===== EXTRACTED DATA

Issue #400, opened 2016-05-19
Improved integration with PyWavelets


ozanoktem:
The PyWavelet package has an extensive set of wavelets with over 70 built in filters, see [webpage](http://wavelets.pybytes.com). Furthermore, there is already an ODL wavelet operator structure that couples to PyWavelet, thus making this extensive library available from within ODL. The integration can however make better use of the capabilities offered by PyWavelet. 
1. Computing adjoint wavelet operator 
   Currently, there is no easy way to compute the adjoint of the ODL wavelet operator that makes us of PyWavelet routines. It should be rather straight forward to derive the adjoint wavelet operator even when we consider the PyWavelet routines as black/grey box. The first step is to express the filter for the adjoint. Next, these adjoint filters need to be computed for the built in filters in PyWavelet. This will allow us to implement the adjoint.
2. Applying wavelet operators along specific coordinates
   PyWavelet package offers its users the possibility to apply the Wavelet transform along specific axis, e.g., one may take the 2D wavelet transform in the first and third coordinates of function defined on R^3. One can here take a look at how @kohr-h implemented the Fourier transform in ODL.
3. Integrating wavelet functions
   There are PyWavelet routines for [Integrating wavelet functions](http://pywavelets.readthedocs.io/en/latest/ref/other-functions.html#integrating-wavelet-functions). This can be used to compute the various p-norms of wavelet functions.

adler-j:
What's up with this one. Will it ever happen in this form?

kohr-h:
I don't  have the time, and it doesn't seem to be terribly high on the list of folks. If someone complains about a missing feature, we can open a more focused issue IMO.

PR #421, opened 2016-05-31
Improve PyWavelet integration (issue #400) 

niinimaki:
- Added  the option to apply wavelet transform along a specific axes
- Added tests according to the the enhancement (tests for the new helper functions and tests for applying wavelet transform along a specific axes)
- Cleaned the tests a bit in overall


odl/trafos/wavelet.py
```diff
@@ -41,6 +41,114 @@
...
+                                           mode=mode)
+                nz = shp_z
+        else:
+            shp_z = nz
+
+        size_list.append((shp_x, shp_y, shp_z))
+        size_list.append(size_list[-1])
+        size_list.reverse()
+
+    return size_list
```
kohr-h: The 2d and 3d cases can be handled in the same way:

```python
ndim = len(shape)
axes_counts = [axes.count(i) for i in range(ndim)]
for ax_len, ax_count in zip(shape, axes_counts):
    if ax_count != 0:
        n = ax_len
        for _ in range(ax_count):
            n = pywt.dwt_coeff_len(n, filter_len=wbasis.dec_len,
                                   mode=mode)
    else:
        n = ax_len
    size_list.append(n)
```

odl/trafos/wavelet.py
```diff
@@ -41,6 +41,114 @@
 _SUPPORTED_IMPL = ('pywt',)
 
 
+def coeff_size_list_axes(shape, wbasis, mode, axes):
```
kohr-h: This doesn't have to be a whole new function. You can add an optional `axes` argument to the existing function and do the default case if it's not provided. The easiest way to do it is recursively, something like this:
```python
def coeff_size_list_axes(shape, wbasis, mode, axes=None):
    if axes is None:
        return coeff_size_list_axes(shape, wbasis, mode, [1] * len(shape))

    # Below the case with axes is implemented
```

kohr-h: Addition: I see that this function has no `nscales` argument. You can easily add it and make `nscales` and `axes` mutually exclusive.

odl/trafos/wavelet.py
```diff
@@ -136,7 +244,112 @@ def coeff_size_list(shape, nscales, wbasis, mode):
     return size_list
 
 
-def pywt_coeff_to_array(coeff, size_list):
+def pywt_dict_to_array(coeffs, size_list):
+    """Convert a PyWavelet coefficiet dictionary into a flat array.
```
kohr-h: coefficient

odl/trafos/wavelet.py
```diff
@@ -136,7 +244,112 @@ def coeff_size_list(shape, nscales, wbasis, mode):
...
+        flat_coeff[start:stop] = a.ravel()
+        start, stop = stop, stop + flat_sizes[1]
+        flat_coeff[start:stop] = d.ravel()
+
+    elif ndim == 2:
+        aa = coeffs['aa']
+        ad = coeffs['ad']
+        da = coeffs['da']
+        dd = coeffs['dd']
+        details = (ad, da, dd)
```
kohr-h:
```python
keys = list(coeffs.keys())
keys.sort()
details = tuple(coeffs[key] for key in keys if 'd' in key)
```

kohr-h: Works for 2 and 3 dimensions.

odl/trafos/wavelet.py
niinimaki: This part does need cleaning up. 
But, the above does not quite work exactly as I would like it to (if I understood you correctly, that is):
As an example:
`shape = (16, 16, 16)`
`axes = [0, 0, 2]`
would result to 
`size_list = [(16, 16, 16), 4, 16, 8]`
which after appending the last one and reversing would results
`size_list = [8, 8, 16, 4, (16, 16, 16)]`

But it should be
`size_list = [(4, 16, 8), (4, 16, 8), (16, 16, 16)]`

that is the values
`4, 16, 8`
need to be in a tuple...

odl/trafos/wavelet.py
niinimaki: True, I'll do this change.

odl/trafos/wavelet.py
niinimaki: Thanks. I'll modify the code overall accordingly.

niinimaki: Further improved the integration of `wavelet.py` with `PyWavelet`:

1.  use new PyWavelet functions `waverecn` and `wavedecn` to compute the multiresolution wavelet transform in 3D

2. Related to 1. modified the helper functions and tests

Also some of the review comments are used in this version.

odl/trafos/wavelet.py
kohr-h: Well, in that case, make an intermediate list and add as a tuple in the end:
```python
ndim = len(shape)
axes_counts = [axes.count(i) for i in range(ndim)]
reduced_shape = []
for ax_len, ax_count in zip(shape, axes_counts):
    if ax_count != 0:
        n = ax_len
        for _ in range(ax_count):
            n = pywt.dwt_coeff_len(n, filter_len=wbasis.dec_len,
                                   mode=mode)
    else:
        n = ax_len
    reduced_shape.append(n)

size_list.append(tuple(reduced_shape))
```

odl/trafos/wavelet.py
```diff
@@ -242,7 +455,95 @@ def pywt_coeff_to_array(coeff, size_list):
     return flat_coeff
 
 
-def array_to_pywt_coeff(coeff, size_list):
+def array_to_pywt_dict(coeff, size_list):
```
kohr-h: The name "dict" is misleading since there is no dictionary involved.

odl/trafos/wavelet.py
```diff
@@ -571,6 +872,11 @@ def __init__(self, dom, nscales, wbasis, mode):
 
             'per': periodization -- like periodic-padding but gives the
             smallest possible number of decomposition coefficients.
+        axes : sequence of `int`, optional
+            Dimensions in which to calculate the wavelet transform.
+            The sequence's length has to be equal to dimension of the ``grid``
+            `None` means traditional transform along the axes in ``grid``.
```
kohr-h: traditional??

odl/trafos/wavelet.py
```diff
@@ -571,6 +872,11 @@ def __init__(self, dom, nscales, wbasis, mode):
...
+            If axes is given nscales is discarded.
```
kohr-h: To silently discard (that's what this text suggests) is not good. The code should raise an exception (`ValueError`) if both options are given, and the text in "Parameters" should say that "this option cannot be combined with xyz" or similar.

odl/trafos/wavelet.py
```diff
@@ -606,23 +912,47 @@ def __init__(self, dom, nscales, wbasis, mode):
...
-        if dom.ndim == 1:
-            ran_size += sum(np.prod(shape) for shape in
-                            self.size_list[1:-1])
-        elif dom.ndim == 2:
-            ran_size += sum(3 * np.prod(shape) for shape in
-                            self.size_list[1:-1])
-        elif dom.ndim == 3:
-            ran_size += sum(7 * np.prod(shape) for shape in
-                            self.size_list[1:-1])
+        self._axes = axes
```
kohr-h: The argument should be sanitized, i.e. something like
```python
self._axes = tuple(int(ax) for ax  in axes)
```
This ensures that the attribute can be *guaranteed* to be of a certain type rather than user input dependent.
On top of that, `axes` is an important attribute of the transform, make it public (add a property).

odl/trafos/wavelet.py
```diff
@@ -606,23 +912,47 @@ def __init__(self, dom, nscales, wbasis, mode):
...
+            ran_size = np.prod(self.size_list[0])
+            if dom.ndim == 1:
+                ran_size += sum(np.prod(shape) for shape in
+                                self.size_list[1:-1])
+            elif dom.ndim == 2:
+                ran_size += sum(3 * np.prod(shape) for shape in
+                                self.size_list[1:-1])
+            elif dom.ndim == 3:
+                ran_size += sum(7 * np.prod(shape) for shape in
+                                self.size_list[1:-1])
```
kohr-h: This is a good candidate for a helper function, like `flat_size_from_size_list`.

odl/trafos/wavelet.py
```diff
@@ -652,21 +982,28 @@ def _call(self, x):
...
+                return self.range.element(coeff_arr)
+
+            if x.space.ndim == 3:
+                coeff_list = wavelet_decomposition3d(x, self.wbasis, self.mode,
+                                                     self.nscales)
+                coeff_arr = pywt_list_to_array(coeff_list, self.size_list)
+
+                return self.range.element(coeff_arr)
+        else:
+            coeff_dict = pywt.dwtn(x, self.wbasis, self.mode, self._axes)
```
kohr-h: Just curious: What happens if you use this function for standard axes, i.e. `[1] * self.domain.ndim`? Should give the same result as the three guys above. If that is the case, use this function in all cases, unless it is significantly slower (which is unlikely).

odl/trafos/wavelet.py
```diff
@@ -652,21 +982,28 @@ def _call(self, x):
...
-            coeff_arr = pywt_coeff_to_array(coeff_list, self.size_list)
-            return self.range.element(coeff_arr)
-
-        if x.space.ndim == 3:
-            coeff_dict = wavelet_decomposition3d(x, self.wbasis, self.mode,
-                                                 self.nscales)
-            coeff_arr = pywt_coeff_to_array(coeff_dict, self.size_list)
-
+        if self._axes is None:
+            if x.space.ndim == 1:
```
kohr-h: Slight remark: better use `self.domain.ndim` to determine dimension. Of course, we know that `x in self.domain` 99% sure (reserve 1% for bugs), but for `self.domain.ndim` we know 100% that it's right.

odl/trafos/wavelet.py
```diff
@@ -683,14 +1020,14 @@ def inverse(self):
         """The inverse wavelet transform."""
         return WaveletTransformInverse(
             ran=self.domain, nscales=self.nscales, wbasis=self.wbasis,
-            mode=self.mode)
+            mode=self.mode, axes=self._axes)
 
 
 class WaveletTransformInverse(Operator):
 
     """Discrete inverse wavelet trafo between discrete L2 spaces."""
```
kohr-h: trafo -> transform 

Also, there is no need to disallow other space exponents. Just need to filter that in the adjoint.

odl/trafos/wavelet.py
```diff
@@ -571,6 +872,11 @@ def __init__(self, dom, nscales, wbasis, mode):
 
             'per': periodization -- like periodic-padding but gives the
             smallest possible number of decomposition coefficients.
+        axes : sequence of `int`, optional
+            Dimensions in which to calculate the wavelet transform.
+            The sequence's length has to be equal to dimension of the ``grid``
```
kohr-h: This is not true. You can have lists of almost arbitrary lengths, as long as your input is large enough. The interpretation needs a bit more explanation here, i.e. what does it mean if an axis appears more than once?

odl/trafos/wavelet.py
kohr-h: In that function, create a dictionary like
```python
multiplicity = {1: 1, 2: 3, 3: 7}
```
Then you can simply write
```python
ran_size = (np.prod(self.size_list[0]) +
              sum(multiplicity[self.ndim] * np.prod(shape)
                  for shape in self.size_list[1:-1]))
```

odl/trafos/wavelet.py
```diff
@@ -813,19 +1180,26 @@ def _call(self, coeff):
         arr : `DiscreteLpVector`
```
kohr-h: We shouldn't hard-code `DiscreteLpVector`, better to write `domain element` and `range element`.

odl/trafos/wavelet.py
```diff
@@ -813,19 +1180,26 @@ def _call(self, coeff):
...
+                return self.range.element(x)
+            elif len(self.range.shape) == 3:
+                coeff_list = array_to_pywt_list(coeff, self.size_list)
+                x = wavelet_reconstruction3d(coeff_list, self.wbasis,
+                                             self.mode, self.nscales)
+                return x
+                #return self.range.element(x)
+        else:
+            coeff_dict = array_to_pywt_dict(coeff, self.size_list)
+            x = pywt.idwtn(coeff_dict, self.wbasis, self.mode, self._axes)
```
kohr-h: See comment above

kohr-h:
Mostly down to maintenance stuff now, looking good otherwise. Do we have tests?

odl/trafos/wavelet.py
kohr-h: Addition: I saw that you did not add full support for this feature yet. In that case, the documentation is correct. Would be good to have it fully supported anyway.

niinimaki: Yes, as we actually discussed (at least with @ozanoktem ) I decided first to implement this with the above "restriction" and add the full support later on.

odl/trafos/wavelet.py
adler-j: Could also be simplified further to

```python
ndim = len(shape)
axes_counts = [axes.count(i) for i in range(ndim)]
reduced_shape = []
for ax_len, ax_count in zip(shape, axes_counts):
    n = ax_len
    for _ in range(ax_count):
        n = pywt.dwt_coeff_len(n, filter_len=wbasis.dec_len,
                               mode=mode)
    reduced_shape.append(n)

size_list.append(tuple(reduced_shape))
```

odl/trafos/wavelet.py
adler-j: Also write parameter names with ticks.

If \`\`axes\`\` is given \`\`nscales\`\` is discarded.

odl/trafos/wavelet.py
niinimaki: If you use `pywt.dwtn` with standard axes would give you wavelet transform on **one** scaling level. For multilevel decomposition [`PyWavelet` API](http://pywavelets.readthedocs.io/en/latest/ref/nd-dwt-and-idwt.html)  recommends to use `pywt.wavedecn` instead. This `pywt.wavedecn` and its pair `pywt.waverecn` are new features of `PyWavelet` (on version 0.4.0). 

In the previous versions multilevel decomposition for higher than 2D had to be computed using `pywt.dwtn` which then did not have the `axes` option and if you wanted to perform the multilevel decomposition for 3D you had to write helper for that yourself. This was the case in the previous version of `wavelet.py` i.e. helper functions `wavelet_decomposition3d` and `wavelet_reconstruction3d`. Now these have been removed and `pywt.wavedecn` and `pywt.waverecn` are used instead.

kohr-h: Okay, good. Thanks for the link. A follow-up question, just to be sure: Is (in 2 dimensions) "wavelet decomposition using 2 levels" the same as "wavelet transform with axes [0, 0, 1, 1]"? In other words, is a wavelet decomposition to level n the same as n repeated wavelet transforms? It would be important to understand this, should be easy to test numerically.

odl/trafos/wavelet.py
kohr-h: Of course, I didn't see the [the gorilla in the scene](https://www.youtube.com/watch?v=vJG698U2Mvo) :-)

odl/trafos/wavelet.py
niinimaki: No they are not (though at first one would think that they are). But `wavedec2` using 2 levels returns the coefficients at each level, as for `pywt.dwtn` using `axes = [0, 0, 1, 1]` returns the final resulting coefficients at the "end" level. For an example a 2D case with Daubechies 2 wavelets:

`x = np.ones((32,  32))`
`wbasis = pywt.Wavelet('db2')`
`coeffs_using_wavedec2 = pywt.wavedec2(x, wbasis, mode='sym', level=2)`

returns a list

`[aa0, (ad0, da0, dd0), (ad1, da1, dd1)]`

where  the coefficient in the coarsest level (`aa0, ad0, da0,dd0`) are of size `10 x 10` and the coefficient at the finest (at this case 2nd level, i.e coeffs `ad1, da1, dd1`), are of size `17 x 17`

As for

`coeffs_using_dwtn_with_axes = pywt.dwtn(x, wbasis, mode='sym', axes=[0, 0, 1, 1])`

returns a dictionary with keywords

`['aaaa',  'aaad',  'aada',  'aadd',  'adaa',  'adad',  'adda',  'addd',  'daaa',  'daad',  'dada',  'dadd',  'ddaa',  'ddad',   ddda',  'dddd']`

which all are of (the final size) `10 x 10 `.

kohr-h: Then these two functionalities are quite different. The first one is (as I understand it) the wavelet decomposition that stores the minimum amount of coefficients necessary to uniquely reconstruct the original signal. The second one seems to take inner products with either the scaling function or the wavelet in the provided axes, including the usual size reduction. This seems to be closer to the notion of "Continuous wavelet transform".

Comparing sizes, one gets
```python
>>> 32 ** 2
1024
>>> sum(np.size(val) for val in using_wavedec2)
1267
>>> sum(np.size(val) for val in using_dwtn.values())
1600
```

Do the PyWavelets guys have a document lying around that explains what exactly is computed? Something like [this](http://www.fftw.org/doc/The-1d-Discrete-Fourier-Transform-_0028DFT_0029.html#The-1d-Discrete-Fourier-Transform-_0028DFT_0029)?

niinimaki: Of course,  the sizes are dependent on the chosen boundary behaviour and the chosen wavelet basis...

> Do the PyWavelets guys have a document lying around that explains what exactly is computed? Something like this?

Can't say off-hand, but I'll try to look for a one.

niinimaki:
Improved and cleaned up `wavelet_trafo.py` according to the suggestions.
Major modifs:

- now there is only one `coeff_size_list` helper function, with optional inputs `nscales` or `axes`

- `nscales` and `axes` are now both optional but one of them has to be defined when creating the wavelet transform operator

TODO: full support for `axes` option (work in progress for this).

odl/trafos/wavelet.py
```diff
@@ -70,20 +61,34 @@ def coeff_size_list(shape, nscales, wbasis, mode):
...
 
-        'ppd': periodic padding -- signal is trated as a periodic one
+        'periodic': periodic padding -- signal is trated as a periodic one
 
-        'sp1': smooth padding -- signal is extended according to the
+        'smooth': smooth padding -- signal is extended according to the
         first derivatives calculated on the edges (straight line)
 
-        'per': periodization -- like periodic-padding but gives the
+        'periodization': periodization -- like periodic-padding but gives the
```
kohr-h: Great change, much more readable!

A small comment: since this changes the API (and the function is public), such a change should have "API:" in the commit message. Maybe you did that. If not: if you happen to have this isolated in one commit, change the commit message with `git rebase -i`, otherwise leave it and do it next time :-)

odl/trafos/wavelet.py
```diff
@@ -106,37 +111,163 @@ def coeff_size_list(shape, nscales, wbasis, mode):
...
-
-    # Add a duplicate of the last entry for the approximation coefficients
-    size_list.append(size_list[-1])
-
-    # We created the list in reversed order compared to what pywt expects
-    size_list.reverse()
+    if nscales is None and axes is None:
+        raise ValueError('Either nscales or axes has to be defined')
+
+    if axes is None:
```
kohr-h: It's more readable if you structure is like this
```python
if axes is not None:
    if nscales is not None:
        raise ValueError(...)
    # Do something with axes
elif nscales is not None:
    # Do something with nscales
else:
    raise ValueError('either `nscales` or `axes` has to be given')
```
You are using opposite logic, i.e. check if something is *not* given, and then do the other thing, which makes the code more non-obvious.

niinimaki:
Full support for the `PyWavelets` `axes` option has been added to the `wavelet.py`. This resulted in some necessary changes in the helper functions `pywt_dict_to_array` and `array_to_pywt_dict`.
Tests i.e. `wavelet_test.py` has also been modified accordingly (quite small modif there).

niinimaki:
Added adjoint for biorthogonal wavelets ( biorthogonal wavelets from `PyWavelet` wavelet families). 
Added adjoint tests into `wavelet_test.py`.
The adjoint is correct for all wavelet that have filter length 2 and for what ever filter lengths when boundary handling is either `zero` or `periodization`.
WIP for other combination of boundaries and filters.

niinimaki:
WIP: Added helpers to `wavelet.py` related to the adjoint correction.

niinimaki:
Added an operator for the adjoint that uses the new helper functions. 
The adjoint call of `WaveletTransform` then check whether to call `WaveletTransformInverse` or `WaveletTransformAdjoint` depending on the filters and on the boundary handling.

niinimaki:
According to discussion with @kohr-h, I added a helper function that constructs also the full (i.e. the NOT down sampled) adjoint correction matrices. Both down sampled and not down sampled correction matrices are written for signal extension modes `constant`, `periodic` and `symmetric`.

niinimaki:
Smooth padding is added into codes that construct both the down sampled and full correction matrices.
TODO: add proper handling of these matrices into the helper function `correct_adjoint_of_wavelet_transform`.

niinimaki:
Correction matrices and corrections for adjoints of PyWavelet's wavelet transform have been added into `wavelet.py` for all PyWavelet's signal extension modes.

Cases with filter length 2 or with signal extension modes `'zero'` or `'periodization'` (both with orthogonal and biorthogonal wavelets): the adjoint is given by the inverse wavelet transform, no further corrections are needed.
For any other filter lengths or when using signal extension modes `'constant'`, `'periodic'`, `'symmetric'` or `'smooth'`, helper functions have been added that construct the adjoint correction matrices (these are small size matrices). Also a helper function has been written that corrects for the "false" adjoints with above mentioned paddings in 1D, 2D and in 3D with one or several scaling levels.

Tests according to the improvement of PyWavelet's ODL integration have equally been added.

adler-j:
What happens here now?

kohr-h:
This is work in progress. The basic functionality has been added by @niinimaki , but the errors are larger than they should be. Needs a thorough check of the math and the implementation. Probably also clean-up. It's on my table in some way.

adler-j:
I tried `git rebase master` on this, but it seems the branch has some decent divergence. It would probably be wise to rebase it quite soon to lessen the burden for later.

kohr-h:
That's a bit surprising since there are only 3 files touched, 2 of which are wavelet related. Those shouldn't have seen too much change on master. Apart from changes across all files like style and similar, of course.

adler-j:
It seems the large changes with this one clashes with the naming/style fixes we have done recently, so many lines have been changed by both.

adler-j:
Is this dead after #547?

kohr-h:
No, it implements the adjoint with boundary correction. But it's not completely correct yet and will have tons of conflicts with #547. I'll pick the relevant code from this branch and close the PR when #547 is in.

==========

**WORK ITEM**
The answer must be a single number: how many lines of the data hold the word "after".

**SOLUTION TO THIS TASK**
2